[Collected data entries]
*** Block opens ***

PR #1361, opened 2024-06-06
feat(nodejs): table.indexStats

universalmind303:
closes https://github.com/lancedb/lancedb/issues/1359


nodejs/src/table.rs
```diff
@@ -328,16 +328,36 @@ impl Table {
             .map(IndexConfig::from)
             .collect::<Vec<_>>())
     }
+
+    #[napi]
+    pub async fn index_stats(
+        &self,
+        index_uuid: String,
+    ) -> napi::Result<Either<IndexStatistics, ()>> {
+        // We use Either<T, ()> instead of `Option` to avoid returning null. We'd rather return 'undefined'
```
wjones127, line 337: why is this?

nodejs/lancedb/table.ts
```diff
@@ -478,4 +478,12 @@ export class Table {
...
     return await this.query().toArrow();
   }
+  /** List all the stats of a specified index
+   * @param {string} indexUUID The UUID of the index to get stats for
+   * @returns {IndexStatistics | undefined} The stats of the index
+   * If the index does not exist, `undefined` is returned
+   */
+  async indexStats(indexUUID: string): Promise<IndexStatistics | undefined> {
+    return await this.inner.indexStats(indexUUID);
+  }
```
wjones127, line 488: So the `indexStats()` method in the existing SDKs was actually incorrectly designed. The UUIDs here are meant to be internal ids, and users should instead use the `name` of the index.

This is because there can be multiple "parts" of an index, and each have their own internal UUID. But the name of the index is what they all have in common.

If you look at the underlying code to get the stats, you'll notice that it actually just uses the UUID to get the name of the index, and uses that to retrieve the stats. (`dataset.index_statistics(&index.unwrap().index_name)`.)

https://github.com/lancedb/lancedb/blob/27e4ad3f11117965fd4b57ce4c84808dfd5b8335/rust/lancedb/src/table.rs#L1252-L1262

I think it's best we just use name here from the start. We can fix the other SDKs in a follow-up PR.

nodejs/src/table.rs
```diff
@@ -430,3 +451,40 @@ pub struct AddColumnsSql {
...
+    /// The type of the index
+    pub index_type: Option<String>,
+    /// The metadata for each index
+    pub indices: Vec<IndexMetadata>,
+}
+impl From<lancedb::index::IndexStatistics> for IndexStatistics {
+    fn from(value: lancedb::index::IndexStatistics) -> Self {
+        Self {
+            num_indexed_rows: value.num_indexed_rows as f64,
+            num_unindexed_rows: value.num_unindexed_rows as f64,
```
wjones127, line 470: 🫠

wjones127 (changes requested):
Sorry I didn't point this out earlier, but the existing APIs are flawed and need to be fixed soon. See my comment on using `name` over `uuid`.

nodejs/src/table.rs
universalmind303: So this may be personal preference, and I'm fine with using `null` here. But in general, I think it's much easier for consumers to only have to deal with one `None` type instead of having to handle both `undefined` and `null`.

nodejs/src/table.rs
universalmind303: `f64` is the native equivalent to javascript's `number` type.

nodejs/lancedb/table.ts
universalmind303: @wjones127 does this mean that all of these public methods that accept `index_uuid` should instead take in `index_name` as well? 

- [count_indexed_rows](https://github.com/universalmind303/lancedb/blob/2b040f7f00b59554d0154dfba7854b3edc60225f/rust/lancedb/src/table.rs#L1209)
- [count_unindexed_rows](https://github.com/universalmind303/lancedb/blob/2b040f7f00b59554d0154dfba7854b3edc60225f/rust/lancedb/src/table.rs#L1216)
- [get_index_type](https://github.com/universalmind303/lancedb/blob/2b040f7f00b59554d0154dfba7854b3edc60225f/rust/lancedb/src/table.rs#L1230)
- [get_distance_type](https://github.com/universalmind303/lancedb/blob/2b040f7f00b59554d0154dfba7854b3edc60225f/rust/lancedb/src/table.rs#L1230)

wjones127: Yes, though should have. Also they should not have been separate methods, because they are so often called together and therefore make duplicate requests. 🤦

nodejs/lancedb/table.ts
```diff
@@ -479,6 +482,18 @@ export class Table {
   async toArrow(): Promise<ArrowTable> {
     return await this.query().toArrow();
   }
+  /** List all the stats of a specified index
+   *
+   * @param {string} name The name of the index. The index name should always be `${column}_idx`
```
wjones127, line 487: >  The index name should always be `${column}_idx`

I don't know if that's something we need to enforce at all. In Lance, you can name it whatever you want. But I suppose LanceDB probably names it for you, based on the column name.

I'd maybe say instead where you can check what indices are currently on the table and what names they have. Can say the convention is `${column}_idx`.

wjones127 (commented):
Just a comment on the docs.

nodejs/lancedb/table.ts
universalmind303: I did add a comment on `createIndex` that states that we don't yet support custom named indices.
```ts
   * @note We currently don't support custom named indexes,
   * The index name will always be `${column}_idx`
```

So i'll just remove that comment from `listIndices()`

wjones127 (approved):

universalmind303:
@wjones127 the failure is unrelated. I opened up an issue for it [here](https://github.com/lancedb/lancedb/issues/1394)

*** Block closes ***

### [Exercise details]
Which lines of the data include the string "indexUUID"? Copy each of them.

### [Response]
+   * @param {string} indexUUID The UUID of the index to get stats for
+  async indexStats(indexUUID: string): Promise<IndexStatistics | undefined> {
+    return await this.inner.indexStats(indexUUID);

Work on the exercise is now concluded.